Work through the data below and give the number of lines holding "content", nothing more.
::::::::::
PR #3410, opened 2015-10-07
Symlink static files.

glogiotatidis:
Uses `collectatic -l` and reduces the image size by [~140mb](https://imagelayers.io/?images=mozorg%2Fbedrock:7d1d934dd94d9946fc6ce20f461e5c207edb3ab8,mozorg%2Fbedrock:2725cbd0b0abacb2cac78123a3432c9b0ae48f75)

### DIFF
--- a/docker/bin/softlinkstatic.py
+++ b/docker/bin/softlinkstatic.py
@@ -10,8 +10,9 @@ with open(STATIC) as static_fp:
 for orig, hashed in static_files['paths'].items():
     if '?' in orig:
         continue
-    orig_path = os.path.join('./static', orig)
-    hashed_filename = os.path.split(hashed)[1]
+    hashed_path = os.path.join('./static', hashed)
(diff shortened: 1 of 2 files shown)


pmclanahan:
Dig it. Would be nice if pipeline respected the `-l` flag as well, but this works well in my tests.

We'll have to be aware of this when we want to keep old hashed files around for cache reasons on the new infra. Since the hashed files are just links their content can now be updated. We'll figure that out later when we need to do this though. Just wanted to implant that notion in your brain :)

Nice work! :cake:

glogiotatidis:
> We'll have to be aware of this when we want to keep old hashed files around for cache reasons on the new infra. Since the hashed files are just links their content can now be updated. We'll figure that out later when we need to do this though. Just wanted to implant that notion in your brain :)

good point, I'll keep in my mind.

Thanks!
::::::::::
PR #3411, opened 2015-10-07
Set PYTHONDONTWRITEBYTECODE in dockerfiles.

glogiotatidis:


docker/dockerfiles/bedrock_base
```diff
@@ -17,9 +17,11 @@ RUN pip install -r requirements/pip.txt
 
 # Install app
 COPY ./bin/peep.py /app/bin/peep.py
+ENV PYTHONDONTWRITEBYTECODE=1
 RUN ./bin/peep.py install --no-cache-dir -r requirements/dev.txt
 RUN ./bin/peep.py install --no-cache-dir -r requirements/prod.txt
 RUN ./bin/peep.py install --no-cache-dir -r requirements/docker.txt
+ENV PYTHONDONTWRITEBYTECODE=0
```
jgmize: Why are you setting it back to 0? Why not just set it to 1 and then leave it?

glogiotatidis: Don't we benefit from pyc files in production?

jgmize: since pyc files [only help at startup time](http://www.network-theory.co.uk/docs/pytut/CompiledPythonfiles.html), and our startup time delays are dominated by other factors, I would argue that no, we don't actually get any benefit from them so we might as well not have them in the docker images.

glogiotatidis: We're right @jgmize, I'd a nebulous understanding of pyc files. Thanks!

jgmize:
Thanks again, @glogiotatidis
::::::::::
Output of the exercise
2